Data published early in the COVID-19 pandemic suggested that smokers infected with SARS-CoV-2 were more likely to need hospital treatment or die than non-smokers, and thus this was seen as a motivator to encourage smokers to make a quit attempt. Live Life Better Derbyshire (LLBD) is an integrated lifestyle service providing free support for residents Derbyshire, UK, who want to quit smoking. On 19 March 2020, LLBD converted from offering face-to-face cessation support to a smoking cessation service delivered remotely.

Methods

Interrupted time series analysis to investigate the impact of COVID-19, and the shift to remote delivery of smoking cessation support, on the number of smokers who accessed cessation support with LLBD, set a quit date, and self-reported having quit at 4-week follow-up.

Results

11,393 episodes of smoking cessation support were opened with LLBD between 01 January 2018 and 31 December 2021. The weekly count of all outcomes was increasing prior to the date when LLBD converted to remote-only delivery.
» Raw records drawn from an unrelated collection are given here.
PR #2012, opened 2019-05-23
Fix "Unknown" ASN being shown. 

jadech32:
## Description

Fixed unknown value by replacing hardcoded value with default ASN (64512).

## Todos
- [x] Tests
- [ ] Documentation
- [ ] Release note

## Release Note

```release-note
Show default ASN when no BGP configuration exists
```

### DIFF
--- a/calicoctl/commands/printer.go
+++ b/calicoctl/commands/printer.go
@@ -230,7 +230,8 @@ func config(client client.Interface) func(string) string {
 		case "asnumber":
 			if asValue == "" {
 				if bgpConfig, err := client.BGPConfigurations().Get(context.Background(), "default", options.GetOptions{}); err != nil {
-					// Use the default ASNumber of 64512 when there is none configured.
+					// Use the default ASNumber of 64512 when there is none configured (first ASN reserved for private use).
+					// https://en.m.wikipedia.org/wiki/Autonomous_system_(Internet)#ASN_Table
 					asValue = "64512"
 				} else {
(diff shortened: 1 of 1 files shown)


calicoctl/commands/printer.go
```diff
@@ -230,7 +230,7 @@ func config(client client.Interface) func(string) string {
 		case "asnumber":
 			if asValue == "" {
 				if bgpConfig, err := client.BGPConfigurations().Get(context.Background(), "default", options.GetOptions{}); err != nil {
-					asValue = "unknown"
+					asValue = "64512"
```
caseydavenport: Worth adding a comment here explaining where this value comes from, I think.

calicoctl/commands/printer.go
```diff
@@ -230,7 +230,9 @@ func config(client client.Interface) func(string) string {
 		case "asnumber":
 			if asValue == "" {
 				if bgpConfig, err := client.BGPConfigurations().Get(context.Background(), "default", options.GetOptions{}); err != nil {
-					asValue = "unknown"
```
tmjd: Shouldn't we check if the error was due to the non-existence of this or an actual error accessing the data?  If the error was a failure to connect or something like that then I think the value should be unknown.

caseydavenport: Hrm, yeah I think you're right.

@jadech32 could you adjust to check the error type, and only show the default value if it's an `ErrorResourceDoesNotExist` (or whatever its called)?

For any other errors, we should continue showing "unknown"

PR #2015, opened 2019-05-28
Remove unmarshalling when creating a resource

asincu:
## Description
Remove validation when unmarshalling a resource. The validation will be handled by lib calico, when calling create or update. Libcalico will also set the defaults for missing fields in the process of update/create.

Validation of resources needs to be done after setting the proper default values. For example, for VXLAN mode this should be Never rather than an empty string.

For example, when applying an ip pool policy with IPV6 CIDR and no VXLAN mode selected via calicoctl apply -f
```
---
kind: IPPool
apiVersion: projectcalico.org/v3
metadata:
  name: ippool-2
spec:
  cidr: 2002::/64
  ipipMode: Never
  natOutgoing: true

```
Calicoctl crashes with (VXLANMode other than 'Never' is not supported on an IPv6 IP pool)

## Todos
- [x] Update lib-calico version
- [x] Release note

## Release Note

```release-note
Set resource defaults before performing validation in calicoctl. Note: when creating multiple resources from a single file, calicoctl will now successfully create all valid resources up to the first invalid one before exiting with an error.  
```

### DIFF
--- a/calicoctl/resourcemgr/resourcemgr.go
+++ b/calicoctl/resourcemgr/resourcemgr.go
@@ -1,4 +1,4 @@
-// Copyright (c) 2017 Tigera, Inc. All rights reserved.
+// Copyright (c) 2017-2019 Tigera, Inc. All rights reserved.
 
 // Licensed under the Apache License, Version 2.0 (the "License");
 // you may not use this file except in compliance with the License.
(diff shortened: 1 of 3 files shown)


caseydavenport:
@asincu would you mind cherry-picking this fix to the release-v3.7 branch? (as well as the libcalico PR)

PR #2020, opened 2019-06-05
Fix crash in ipam when NewClient fails

tomastigera:
Does not panic

Adds assert_output_not_contains in test infra

fixes OS-4514

## Description

Adds some testing about broken store configuration. However, those tests take ~10s to timeout and fail.

## Todos
- [ ] Tests
- [ ] Documentation
- [ ] Release note

## Release Note

```release-note
None required
```

### DIFF
--- a/tests/st/calicoctl/test_crud.py
+++ b/tests/st/calicoctl/test_crud.py
@@ -13,6 +13,7 @@
 # limitations under the License.
 import logging
 import copy
+import os
 
 from nose_parameterized import parameterized
 
@@ -38,6 +39,7 @@ class TestCalicoctlCommands(TestBase):
         """
         Test that a basic CRUD flow for pool commands works.
         """
+
         # Create the ipv6 pool using calicoctl, and read it out using an
         # exact get and a list query.
         rc = calicoctl("create", data=ippool_name2_rev1_v6)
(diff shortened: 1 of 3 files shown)


tests/st/calicoctl/test_crud.py
```diff
@@ -76,6 +78,19 @@ def test_get(self):
...
         rc.assert_error(text=NOT_FOUND)
 
+    def test_broke_store_config(self):
+        """
+        Test that broken store configuration does not crash
+        """
+
+        rc = calicoctl("get policy", broken_store=True)
+        rc.assert_error()
+        rc.assert_output_not_contains("panic")
```
neiljerram: Do we need to have these `rc.assert_output_not_contains("panic")` calls separately from `rc.assert_error()`?  I think it would make sense for `rc.assert_error()` *always* to check that the output does not include a panic.  WDYT?

tests/st/utils/utils.py
```diff
@@ -168,8 +168,20 @@ def assert_output_contains(self, text):
...
+        """
+        Assert the calicoctl command output does not contain the supplied text.
+        Args:
+            text:   Expected text in the command output.
+        """
+        if not text:
+            return
+        assert not text in self.output, "Unxpected text in output; \n" + \
+            "command=" + self.command + "\noutput=\n" + self.output + \
+            "\nunexpected=\n" + text
```
neiljerram: As above, I suggest adding this check in `assert_error`, instead of creating and calling this new method.

tests/st/utils/utils.py
```diff
@@ -209,6 +221,10 @@ def calicoctl(command, data=None, load_as_stdin=False, format="yaml", only_stdou
         etcd_auth = "%s:2379" % ETCD_HOSTNAME_SSL
     else:
         etcd_auth = "%s:2379" % get_ip()
+
+    if broken_store :
+        etcd_auth = "broken.xyz:54321"
```
neiljerram: The scenario that discovered this problem was with no etcd config at all, which might be a bit different from having a broken config - and which might also solve your problem with the failure taking a long time.  Could you adjust so that the new testing is with no etcd config at all, instead of a broken config?

tests/st/utils/utils.py
tomastigera: we can do the check for no panic in the assert_error for sure. If there was a panic, the assertion would fail.

tests/st/utils/utils.py
tomastigera: will look into that, thanks

tests/st/utils/utils.py
tomastigera: done

tests/st/utils/utils.py
tomastigera: yup, done, added a whole bunch of test for other commands too

tests/st/calicoctl/test_crud.py
tomastigera: indeed, done

PR #2021, opened 2019-06-10
Replaces blank map[] output with blank column instead (-o wide)

jadech32:
## Description

When printing (e.g. -o wide) and the selected metric / data doesn't exist, print "" (blank) instead of default of `map[]`.

## Todos
- [ ] Tests
- [ ] Documentation
- [ ] Release note

## Release Note

```release-note
None required
```

### DIFF
--- a/Makefile
+++ b/Makefile
@@ -5,7 +5,7 @@ default: build
 all: build
 
 ## Run the tests for the current platform/architecture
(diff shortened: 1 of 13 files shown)


jadech32:
Closing as changes need to be made (commit clean up)

PR #2022, opened 2019-06-10
Output empty string instead of map[] if attribute doesn't exist

jadech32:
## Description

When printing (e.g. -o wide) and the selected metric / data doesn't exist, print "" (blank) instead of default of `map[]`.

## Todos
- [ ] Tests
- [ ] Documentation
- [ ] Release note

## Release Note

```release-note
None required
```


jadech32:
@fasaxc , should there be a unit test for this? I'm not sure where I would put it in `calicoctl`.

fasaxc:
Yes, there should be UTs.  Please create a new `printer_test.go`.  I think, by convention, we use Ginkgo in this repo.

Unfortunately, I see some problems with the fix.  Fortunately, they're all good  learning opportunities :-)

- If you pass it an interface with a `nil` type, it will panic (I tried it in the go playground to be sure!):
```
fmt.Println(joinAndTruncate(nil, ",", 0))
---
panic: reflect: call of reflect.Value.IsNil on zero Value

goroutine 1 [running]:
reflect.Value.IsNil(...)
```
   This is a bit subtle; interfaces actually have two values inside; one is a pointer to a type, the other is a pointer to a value.  So, you can have an interface that has a nil value but a valid type `interface{}(map[string]string(nil))`, or, you can have an interface with nil type and nil value`interface{}(nil)`.  They're not the same!  In practice, it might not be possible to hit this case in calicoctl, but it'd be a nasty gotcha to leave in a formatting function that might be used in dozens of places.

- It's very specific; it only handles a non-nil `interface{}` containing a `nil` value.  After seeing the bad behaviour for that value, it's worth taking a step back and asking if other values might be handled poorly.  In this case, it looks like this function was never designed to handle maps at all(!); it was designed for slices.  What other types of map could we throw in?

  - If we try an empty map `map[string]string{}`, what does it output?  I think we'll get `"map[]"` just like before since it'll bypass your reflect check but the built-in stringifier for maps treats nil and empty maps equally.

  - If we try a map with some keys `map[string]string{"a": "b"}`, I think we get this: `"map[a:b]"`, which isn't very user-friendly (how many of our users know/care what a map is).

I think the right fix is to add proper handling for maps to this function.  Since we have to use reflection, I think that'll mean checking to see if you have something of `Kind() == reflect.Map` and then using `reflect.MapRange` to iterate over the map.  Then, format each KV pair as, say, `key=value` and append it to a slice.  _Then_ fall through to the existing logic to stringify the slice.  I think there may be one more issue to solve if we go down that route: map iteration is random, you'll probably want to sort the slice before falling through or the output will be non-deterministic (which looks odd in a CLI command makes it harder to test).

UTs that we should have here:

- nil interface
- nil map
- empty map
- map with one kv
- map with several kvs
- map with enough kvs that they get truncated
- nil slice
- empty slice
- slice with one value
- slice with multiple values
- slice that gets truncated
- tests of truncation to make sure that we get the expected number of chars; e.g. if we truncate "123456" to 5 chars, do we get "12345..." "12..." or something else?  If we truncate "12345" to 5 chars, do we still get "12345".

Using a Ginkgo DescribeTable to make a table-driven test would make it very easy to add all these.

calicoctl/commands/printer.go
```diff
@@ -198,12 +199,24 @@ func join(items interface{}, separator string) string {
...
-	// If the interface is empty, return an empty string. Otherwise, a raw map would
-	// show in the output.
-	if reflect.ValueOf(items).IsNil() {
+	// Nil types.
+	if items == nil {
 		return ""
 	}
 
+	// If it is a map, just convert key,value pairs into slice.
+	mapSlice := []string{}
```
jpalardy: this can move down into the `if` scope

calicoctl/commands/printer.go
```diff
@@ -198,12 +199,24 @@ func join(items interface{}, separator string) string {
...
+	if reflect.TypeOf(items).Kind() == reflect.Map {
+		iterator := reflect.ValueOf(items).MapRange()
+		for iterator.Next() {
+			k := iterator.Key().Interface().(string)
+			v := iterator.Value().Interface().(string)
+			mapSlice = append(mapSlice, k+"="+v)
+		}
+		sort.Strings(mapSlice)
+		items = mapSlice
```
jpalardy: if we'll end up re-assigning to `items`, maybe we don't need `mapSlice` at all?  (append to empty items)

jadech32: We'd need to initialize `items` to `[]string{}` anyway as it is coming in as `interface{}` which results in the same lines.

PR #2030, opened 2019-07-05
Remove references to libnetwork, which is no longer part of calico/node

rene-dekker:
Remove references to libnetwork, which is no longer part of v3.
Related to this PR for the /node project is https://github.com/projectcalico/node/pull/266

- Removed references to CALICO_LIBNETWORK in /node/run.go as Calico Libnetwork is no longer part of the node project.
- Tests have been run using `make test`
- No new tests have been added, nor was new code.

## Todos
- Related, but not required: https://github.com/projectcalico/node/pull/266

### DIFF
--- a/calicoctl/commands/node/run.go
+++ b/calicoctl/commands/node/run.go
@@ -247,7 +247,6 @@ Description:
 	envs := map[string]string{
 		"NODENAME":                  name,
 		"CALICO_NETWORKING_BACKEND": backend,
-		"CALICO_LIBNETWORK_ENABLED": fmt.Sprint(!disableDockerNw),
 	}
 
 	// Validate the ifprefix to only allow alphanumeric characters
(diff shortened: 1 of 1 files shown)


calicoctl/commands/node/run.go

There was a 20% immediate drop in the number of episodes opened coinciding with this date (IRR 0.88, 95% CI 0.646–0.992) but no change in the number of quit dates set or 4-week quits or the underlying longer-term trends.

Conclusions

The COVID-19 pandemic, and associated shift to remote delivery of smoking cessation support by LLBD, had no substantial sustained overall impact on measures of smoking cessation service activity and success.